Saved entries:
══════

PR #444, opened 2019-12-11
Use canary quay images to test latest sidecars

msau42:
**What type of PR is this?**
/kind failing-test

Use the public canary quay images until we redo our CI pipeline for latest testing

Fixes #

```release-note
NONE
```

### DIFF
--- a/deploy/kubernetes/overlays/prow-gke-release-staging-head/kustomization.yaml
+++ b/deploy/kubernetes/overlays/prow-gke-release-staging-head/kustomization.yaml
@@ -7,14 +7,14 @@ images:
   newName: gcr.io/gke-release-staging/gcp-compute-persistent-disk-csi-driver
   newTag: "latest"
 - name: gke.gcr.io/csi-provisioner
-  newName: gcr.io/gke-release-staging/csi-provisioner
-  newTag: "latest"
+  newName: quay.io/k8scsi/csi-provisioner
+  newTag: "canary"
 - name: gke.gcr.io/csi-attacher
-  newName: gcr.io/gke-release-staging/csi-attacher
-  newTag: "latest"
+  newName: quay.io/k8scsi/csi-attacher
+  newTag: "canary"
 - name: gke.gcr.io/csi-node-driver-registrar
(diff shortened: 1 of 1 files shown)


deploy/kubernetes/overlays/prow-gke-release-staging-head/kustomization.yaml
```diff
@@ -7,14 +7,14 @@ images:
   newName: gcr.io/gke-release-staging/gcp-compute-persistent-disk-csi-driver
   newTag: "latest"
```
msau42: hmmm this is a problem too isn't it?

msau42: maybe we need to enable GCE_PD_DO_DRIVER_BUILD?

davidz627: yeah this tag is really old now - from sep 9.

Enabling the build flag isn't so easy - then we also need to add logic to go and parse this kustomization file and swap out "latest" for whatever the new build tag is... Though that logic already exists for the pre-submits so maybe its not so hard to port over to this file too. Want to do that or follow up later with it?

We should really figure out what to do about the test tag versions

msau42: From a quick glance, I think our k8s-integration.go should be able to handle substituting the image properly when we set the flag. It takes [both overlay and registry](https://github.com/kubernetes-sigs/gcp-compute-persistent-disk-csi-driver/blob/master/test/k8s-integration/driver.go#L15) as an argument. So no extra changes needed here.

davidz627: ack. are you adding that change to this PR?

msau42: no, setting DO_DRIVER_BUILD is not in this repo. I'll send out a separate pr for that

PR #448, opened 2020-01-08
Add psp to allow deploying csi-gce-pd-node

ffilippopoulos:
**What type of PR is this?**
/kind feature

In case of a cluster with `PodSecurityPolicies` enabled using kustomization base will not be enough to deploy `csi-gce-pd-node` and we have to also create the psp resource with local manifests. This PR is adding the missing psp that we used to deploy `csi-gce-pd-node`.
Since `podsecuritypolicy` is a kube resource available to all clusters regardless if the feature is enabled or not this will not impact users that do not use policies.

Users that patch psps locally will have to drop their patches and use the base, others shall not be affected.

```release-note
remove existing local podsecuritypolicies manifests for `csi-gce-pd-node
```

### DIFF
--- a/deploy/kubernetes/base/setup-cluster.yaml
+++ b/deploy/kubernetes/base/setup-cluster.yaml
@@ -138,3 +138,56 @@ roleRef:
   kind: ClusterRole
   name: csi-gce-pd-resizer-role
   apiGroup: rbac.authorization.k8s.io
+
+---
+apiVersion: policy/v1beta1
+kind: PodSecurityPolicy
+metadata:
+  name: csi-gce-pd-node-psp
+spec:
+  seLinux:
+    rule: RunAsAny
+  supplementalGroups:
+    rule: RunAsAny
+  runAsUser:
+    rule: RunAsAny
+  fsGroup:
+    rule: RunAsAny
+  privileged: true
+  volumes:
+  - '*'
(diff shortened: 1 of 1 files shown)


ffilippopoulos:
cncf cla signed

davidz627:
/lgtm
/approve
Thanks @ffilippopoulos!

davidz627:
oops. Jumped the gun there.
@ffilippopoulos the only thing I wanted to ask of you is could you improve the release note to have a description of what this change is adding. If user action is required please note that in a separate line in all caps along with the precondition and action required

ffilippopoulos:
@davidz627 thank you very much for looking into this. I updated the release note in the PR description.

verult:
/cc

@ffilippopoulos does the gce.privileged PSP satisfy your requirements? https://github.com/kubernetes/kubernetes/blob/3491129d348eb6fb5e4274112df5a946ded740af/cluster/gce/addons/podsecuritypolicies/privileged.yaml#L4

AFAIU it should be installed by default if PSP is enabled.

ffilippopoulos:
@verult as far as I can see that policy doesn't specify any host paths that are allowed to mount and is a bit wide regarding the allowed host ports to bind. We prefer to use psps that fit the deployment precisely as best practice and not pass out more privileges than we should.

══════

Assignment —
For this exercise, all the data must be repeated exactly.

Answer space —
PR #444, opened 2019-12-11
Use canary quay images to test latest sidecars

msau42:
**What type of PR is this?**
/kind failing-test

Use the public canary quay images until we redo our CI pipeline for latest testing

Fixes #

```release-note
NONE
```

### DIFF
--- a/deploy/kubernetes/overlays/prow-gke-release-staging-head/kustomization.yaml
+++ b/deploy/kubernetes/overlays/prow-gke-release-staging-head/kustomization.yaml
@@ -7,14 +7,14 @@ images:
   newName: gcr.io/gke-release-staging/gcp-compute-persistent-disk-csi-driver
   newTag: "latest"
 - name: gke.gcr.io/csi-provisioner
-  newName: gcr.io/gke-release-staging/csi-provisioner
-  newTag: "latest"
+  newName: quay.io/k8scsi/csi-provisioner
+  newTag: "canary"
 - name: gke.gcr.io/csi-attacher
-  newName: gcr.io/gke-release-staging/csi-attacher
-  newTag: "latest"
+  newName: quay.io/k8scsi/csi-attacher
+  newTag: "canary"
 - name: gke.gcr.io/csi-node-driver-registrar
(diff shortened: 1 of 1 files shown)


deploy/kubernetes/overlays/prow-gke-release-staging-head/kustomization.yaml
```diff
@@ -7,14 +7,14 @@ images:
   newName: gcr.io/gke-release-staging/gcp-compute-persistent-disk-csi-driver
   newTag: "latest"
```
msau42: hmmm this is a problem too isn't it?

msau42: maybe we need to enable GCE_PD_DO_DRIVER_BUILD?

davidz627: yeah this tag is really old now - from sep 9.

Enabling the build flag isn't so easy - then we also need to add logic to go and parse this kustomization file and swap out "latest" for whatever the new build tag is... Though that logic already exists for the pre-submits so maybe its not so hard to port over to this file too. Want to do that or follow up later with it?

We should really figure out what to do about the test tag versions

msau42: From a quick glance, I think our k8s-integration.go should be able to handle substituting the image properly when we set the flag. It takes [both overlay and registry](https://github.com/kubernetes-sigs/gcp-compute-persistent-disk-csi-driver/blob/master/test/k8s-integration/driver.go#L15) as an argument. So no extra changes needed here.

davidz627: ack. are you adding that change to this PR?

msau42: no, setting DO_DRIVER_BUILD is not in this repo. I'll send out a separate pr for that

PR #448, opened 2020-01-08
Add psp to allow deploying csi-gce-pd-node

ffilippopoulos:
**What type of PR is this?**
/kind feature

In case of a cluster with `PodSecurityPolicies` enabled using kustomization base will not be enough to deploy `csi-gce-pd-node` and we have to also create the psp resource with local manifests. This PR is adding the missing psp that we used to deploy `csi-gce-pd-node`.
Since `podsecuritypolicy` is a kube resource available to all clusters regardless if the feature is enabled or not this will not impact users that do not use policies.

Users that patch psps locally will have to drop their patches and use the base, others shall not be affected.

```release-note
remove existing local podsecuritypolicies manifests for `csi-gce-pd-node
```

### DIFF
--- a/deploy/kubernetes/base/setup-cluster.yaml
+++ b/deploy/kubernetes/base/setup-cluster.yaml
@@ -138,3 +138,56 @@ roleRef:
   kind: ClusterRole
   name: csi-gce-pd-resizer-role
   apiGroup: rbac.authorization.k8s.io
+
+---
+apiVersion: policy/v1beta1
+kind: PodSecurityPolicy
+metadata:
+  name: csi-gce-pd-node-psp
+spec:
+  seLinux:
+    rule: RunAsAny
+  supplementalGroups:
+    rule: RunAsAny
+  runAsUser:
+    rule: RunAsAny
+  fsGroup:
+    rule: RunAsAny
+  privileged: true
+  volumes:
+  - '*'
(diff shortened: 1 of 1 files shown)


ffilippopoulos:
cncf cla signed

davidz627:
/lgtm
/approve
Thanks @ffilippopoulos!

davidz627:
oops. Jumped the gun there.
@ffilippopoulos the only thing I wanted to ask of you is could you improve the release note to have a description of what this change is adding. If user action is required please note that in a separate line in all caps along with the precondition and action required

ffilippopoulos:
@davidz627 thank you very much for looking into this. I updated the release note in the PR description.

verult:
/cc

@ffilippopoulos does the gce.privileged PSP satisfy your requirements? https://github.com/kubernetes/kubernetes/blob/3491129d348eb6fb5e4274112df5a946ded740af/cluster/gce/addons/podsecuritypolicies/privileged.yaml#L4

AFAIU it should be installed by default if PSP is enabled.

ffilippopoulos:
@verult as far as I can see that policy doesn't specify any host paths that are allowed to mount and is a bit wide regarding the allowed host ports to bind. We prefer to use psps that fit the deployment precisely as best practice and not pass out more privileges than we should.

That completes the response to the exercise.